Incorrect results when using cublas matrix multiplication

EDIT:
///////////////////////////////
never mind, found the type error, was inconsistency transferring from GPU to CPU and one or two others
///////////////////////////////

Probably a very simple mistake but I’ve just started with cublas so can’t see it. I’m getting the wrong results when I run this code:

#include
#include
#include “cublas_v2.h”
#include <cuda_runtime.h>

using namespace std;

template void printMatrix(int rowCount, int colCount, const T* matrix) {
for (int i=0;i<rowCount;i++) {
for (int j=0;j<colCount;j++) {
cout << matrix[j*colCount+i] << “\t”;
}
cout << endl;
}
}

void gpu_blas_mmul(const float *A, const float *B, float *C, const int m, const int k, const int n) {
int lda=m,ldb=k,ldc=m;
const float alf = 1;
const float bet = 0;
const float *alpha = &alf;
const float *beta = &bet;

cublasHandle_t handle;
cublasCreate(&handle);

cublasSgemm(handle, CUBLAS_OP_N, CUBLAS_OP_N, m, n, k, alpha, A, lda, B, ldb, beta, C, ldc);

cublasDestroy(handle);

}

void gpu_blas_mmul2(const double *A, const double *B, double *C, const int m, const int k, const int n) {
int lda=m,ldb=k,ldc=m;
const double alf = 1, bet = 0;
const double *beta = &bet, *alpha = &alf;

cublasHandle_t handle;
cublasCreate(&handle);

cublasDgemm(handle, CUBLAS_OP_N, CUBLAS_OP_N, m, n, k, alpha, A, lda, B, ldb, beta, C, ldc);

cublasDestroy(handle);

}

int main() {
// Allocate 3 arrays on CPU
int nr_rows_A, nr_cols_A, nr_rows_B, nr_cols_B, nr_rows_C, nr_cols_C;

// Using 2x2 square arrays
nr_rows_A = nr_cols_A = nr_rows_B = nr_cols_B = nr_rows_C = nr_cols_C = 2;
float h_C[4];

// Allocate 3 arrays on GPU
double *d_A, *d_B, *d_C;
cudaMalloc(&d_A,nr_rows_A * nr_cols_A * sizeof(float));
cudaMalloc(&d_B,nr_rows_B * nr_cols_B * sizeof(float));
cudaMalloc(&d_C,nr_rows_C * nr_cols_C * sizeof(float));

// Fill host arrays and move to device
//float h_A[] = {3,1,2,4};
//float h_B[] = {1,0,0,1};

double h_A[] = {3,1,2,4};
double h_B[] = {1,0,0,1};

cout << "Matrix A:\n";
printMatrix(2,2,h_A);
cout << "Matrix B:\n";
printMatrix(2,2,h_B);

cudaMemcpy(d_A,h_A,4*sizeof(float),cudaMemcpyHostToDevice);
cudaMemcpy(d_B,h_B,4*sizeof(float),cudaMemcpyHostToDevice);

// Multiply A and B on GPU
gpu_blas_mmul2(d_A, d_B, d_C, nr_rows_A, nr_cols_A, nr_cols_B);

// Copy (and print) the result on host memory
cudaMemcpy(h_C,d_C,nr_rows_C * nr_cols_C * sizeof(float),cudaMemcpyDeviceToHost);

cout << "Matrix C:\n";
printMatrix(nr_rows_C, nr_cols_C, h_C);

//Free GPU memory
cudaFree(d_A);
cudaFree(d_B);
cudaFree(d_C);

return 0;

}

I compile it with
“nvcc code.cu -lcublas”
and it compiles without error. When I run it, it prints out:

CUBLAS initialization success…
Matrix A:
3 2
1 4
Matrix B:
1 0
0 1
Matrix C:
-nan -nan
-nan -nan
Application completed, cleaning up and exiting…
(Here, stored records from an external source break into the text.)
PR #7426, opened 2019-11-13
[Networking] Add missing Mac OS X APIs.

mandel-macaque:
Add missing APIs and complete the bindings for Xcode 11.

### DIFF
--- a/src/Network/NWEthernetChannel.cs
+++ b/src/Network/NWEthernetChannel.cs
@@ -1,0 +1,194 @@
+//
+// NWEthernetChannel.cs: Bindings the Network nw_ethernet_channel_t API.
+//
+// Authors:
+//   Manuel de la Pena (mandel@microsoft.com)
+//
+// Copyright 2019 Microsoft
+//
+#if MONOMAC
+using System;
+using System.Text;
+using System.Runtime.InteropServices;
+using System.Runtime.CompilerServices;
+using ObjCRuntime;
+using Foundation;
+using CoreFoundation;
+
+using OS_nw_ethernet_channel=System.IntPtr;
+using OS_nw_interface=System.IntPtr;
+using OS_dispatch_data=System.IntPtr;
+
+namespace Network {
+
+	[NoWatch, NoTV, NoiOS, Mac (10,15)]
+	public delegate void NWEthernetChannelReceiveDelegate (DispatchData content, ushort vlanTag, string localAddress, string remoteAddress);
+
+	[NoWatch, NoTV, NoiOS, Mac (10,15)]
+	public enum NWEthernetChannelState 
+	{
+		Invalid = 0,
+		Waiting = 1,
+		Preparing = 2,
+		Ready = 3,
+		Failed = 4,
+		Cancelled = 5,
+	}
+
+	[NoWatch, NoTV, NoiOS, Mac (10,15)]
+	public class NWEthernetChannel : NativeObject {
+
+		internal NWEthernetChannel (IntPtr handle, bool owns) : base (handle, owns) {}
+
+		[DllImport (Constants.NetworkLibrary)]
+		static extern OS_nw_ethernet_channel nw_ethernet_channel_create (ushort ether_type, OS_nw_interface networkInterface);
+
+		// we cannot pass an enum! As per docs in the headers:
+		// The custom EtherType to be used for all Ethernet frames in this channel. The
+		// EtherType is the two-octet field in an Ethernet frame, indicating the protocol
+		// encapsulated in the payload of the frame.  This parameter is in little-endian
+		// byte order.  Only custom EtherType values are supported. This parameter cannot
+		// be an EtherType already handled by the system, such as IPv4, IPv6, ARP, VLAN Tag,
+		// or 802.1x.
+		// 
+		// Calling processes must hold the "com.apple.developer.networking.custom-protocol"
+		// entitlement.
+		public NWEthernetChannel (ushort ethernetType, NWInterface networkInterface)
+		{
+			if (networkInterface == null)
+				throw new ArgumentNullException (nameof (networkInterface));
+
+			InitializeHandle (nw_ethernet_channel_create (ethernetType, networkInterface.Handle));
+		}
+
+		[DllImport (Constants.NetworkLibrary)]
+		static extern void nw_ethernet_channel_start (OS_nw_ethernet_channel ethernet_channel);
+
+		public void Start () => nw_ethernet_channel_start (GetCheckedHandle ()); 
+
+		[DllImport (Constants.NetworkLibrary)]
+		static extern void nw_ethernet_channel_cancel (OS_nw_ethernet_channel ethernet_channel);
+
+		public void Cancel () => nw_ethernet_channel_cancel (GetCheckedHandle ());
+
+		[DllImport (Constants.NetworkLibrary)]
+		static extern void nw_ethernet_channel_set_queue (OS_nw_ethernet_channel ethernet_channel, IntPtr queue);
+
+		public void SetQueue (DispatchQueue queue)
+		{
+			if (queue == null)
+				throw new ArgumentNullException (nameof (queue));
+			nw_ethernet_channel_set_queue (GetCheckedHandle (), queue.Handle);
+		}
+
+		[DllImport (Constants.NetworkLibrary)]
+		static extern void nw_ethernet_channel_send (OS_nw_ethernet_channel ethernet_channel, OS_dispatch_data content, ushort vlan_tag, string remote_address, ref BlockLiteral completion);
+
+		delegate void nw_ethernet_channel_send_completion_t (IntPtr block, IntPtr error);
+		static nw_ethernet_channel_send_completion_t static_SendCompletion = TrampolineSendCompletion;
+
+		[MonoPInvokeCallback (typeof (nw_ethernet_channel_send_completion_t))]
+		static void TrampolineSendCompletion (IntPtr block, IntPtr error)
+		{
+			var del = BlockLiteral.GetTarget<Action<NWError>> (block);
+			if (del != null) {
+				var err = error == IntPtr.Zero ? null : new NWError (error, owns: false);
+				del (err);
+				err?.Dispose ();
+			}
+		}
+
+		[BindingImpl (BindingImplOptions.Optimizable)]
+		public void Send (ReadOnlySpan<byte> content, ushort vlanTag, string remoteAddress, Action<NWError> callback)
+		{
+			if (callback == null)
+				throw new ArgumentNullException (nameof (callback));
+
+			using (var dispatchData = DispatchData.FromByteBuffer (content.ToArray (), 0, content.Length)) {
+				BlockLiteral block_handler = new BlockLiteral ();
+				block_handler.SetupBlockUnsafe (static_SendCompletion, callback);
+
+				try {
+					nw_ethernet_channel_send (GetCheckedHandle (), dispatchData.GetHandle (), vlanTag, remoteAddress, ref block_handler);
+				} finally {
+					block_handler.CleanupBlock ();
+				}
+			}
+		}
+
+		[DllImport (Constants.NetworkLibrary)]
+		unsafe static extern void nw_ethernet_channel_set_receive_handler (OS_nw_ethernet_channel ethernet_channel, /* [NullAllowed] */ BlockLiteral *handler);
+
+		delegate void nw_ethernet_channel_receive_handler_t (IntPtr block, OS_dispatch_data content, ushort vlan_tag, byte[] local_address, byte[] remote_address);
+		static nw_ethernet_channel_receive_handler_t static_ReceiveHandler = TrampolineReceiveHandler;
+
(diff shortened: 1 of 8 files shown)


src/Network/NWEthernetChannel.cs
```diff
@@ -0,0 +1,208 @@
+//
+// NWEthernetChannel.cs: Bindings the Network nw_ethernet_channel_t API.
+//
+// Authors:
+//   Manuel de la Pena (mandel@microsoft.com)
+//
+// Copyrigh 2018 Microsoft
```
prmallic:
```suggestion
// Copyright 2019 Microsoft
```

src/Network/NWEthernetChannel.cs
```diff
@@ -0,0 +1,208 @@
...
+				IntPtr bufferAddress = IntPtr.Zero;
+				nuint bufferSize = 0;
+
+				if (content != IntPtr.Zero) {
+					dispatchData = new DispatchData (content, owns: false);
+					dataCopy = dispatchData.CreateMap (out bufferAddress, out bufferSize);
+				}
+
+				unsafe {
+					var spanData = new ReadOnlySpan<byte> ((void*)bufferAddress, (int)bufferSize);
```
prmallic:
```suggestion
					var spanData = new ReadOnlySpan<byte> ((void*) bufferAddress, (int) bufferSize);
```

src/Network/NWEthernetChannel.cs
```diff
@@ -0,0 +1,208 @@
...
+					dataCopy.Dispose ();
+					dispatchData.Dispose ();
+				}
+			}
+		}
+
+		[BindingImpl (BindingImplOptions.Optimizable)]
+		public void SetReceiveHandler (NWEthernetChannelReceiveDelegate handler)
+		{
+			unsafe
```
prmallic:
```suggestion
			unsafe {
```

src/Network/NWEthernetChannel.cs
```diff
@@ -0,0 +1,208 @@
...
+
+		delegate void nw_ethernet_channel_state_changed_handler_t (IntPtr block, NWEthernetChannelState state, IntPtr error);
+		static nw_ethernet_channel_state_changed_handler_t static_StateChangesHandler = TrampolineStateChangesHandler;
+
+		[MonoPInvokeCallback (typeof (nw_ethernet_channel_state_changed_handler_t))]
+		static void TrampolineStateChangesHandler (IntPtr block, NWEthernetChannelState state, IntPtr error)
+		{
+			var del = BlockLiteral.GetTarget<Action<NWEthernetChannelState, NWError>> (block);
+			if (del != null) {
+				var nwError = (error == IntPtr.Zero)? null : new NWError (error, owns: false);
```
prmallic:
```suggestion
				var nwError = (error == IntPtr.Zero) ? null : new NWError (error, owns: false);
```

src/Network/NWParameters.cs
```diff
@@ -177,6 +177,29 @@ public unsafe static NWParameters CreateUdp (Action<NWProtocolOptions> configure
 			return new NWParameters (ptr, owns: true);
 		}
 
+		[NoWatch, NoTV, NoiOS, Mac (10,15)]
+		[DllImport (Constants.NetworkLibrary)]
+		unsafe static extern IntPtr nw_parameters_create_custom_ip (byte custom_ip_protocol_number, void *configure_ip);
+
+		[NoWatch, NoTV, NoiOS, Mac (10,15)]
+		public unsafe static NWParameters CreateCustomIP (byte protocolNumber, Action<NWProtocolOptions> configureCustomIP = null)
```
prmallic: are there performance differences between declaring the function as `unsafe` vs encapsulating the code (i think most of it here) in an `unsafe` block?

which wasn’t what I was expecting. Can anyone see what is wrong? It should just be a basic matrix multiplication. If I alter the comments so the matrices are floats instead and use gpu_blas_mmul instead of gpu_blas_mmul2, I get the correct output so it must be something to do with a type error somewhere…

Any help appreciated. Thanks

First of all, check the return value of every CUDA API call and every CUBLAS call.

It’s also a good idea to run codes with cuda-memcheck.

Anyway, you have an insidious typo here:

cudaMalloc((void**)&dev_C,4&sizeof(double));
                           ^

That second ampersand should be an asterisk, like so:

cudaMalloc((void**)&dev_C,4*sizeof(double));

You should also change every instance of sizeof(double) to sizeof(float) since you are using float variables here.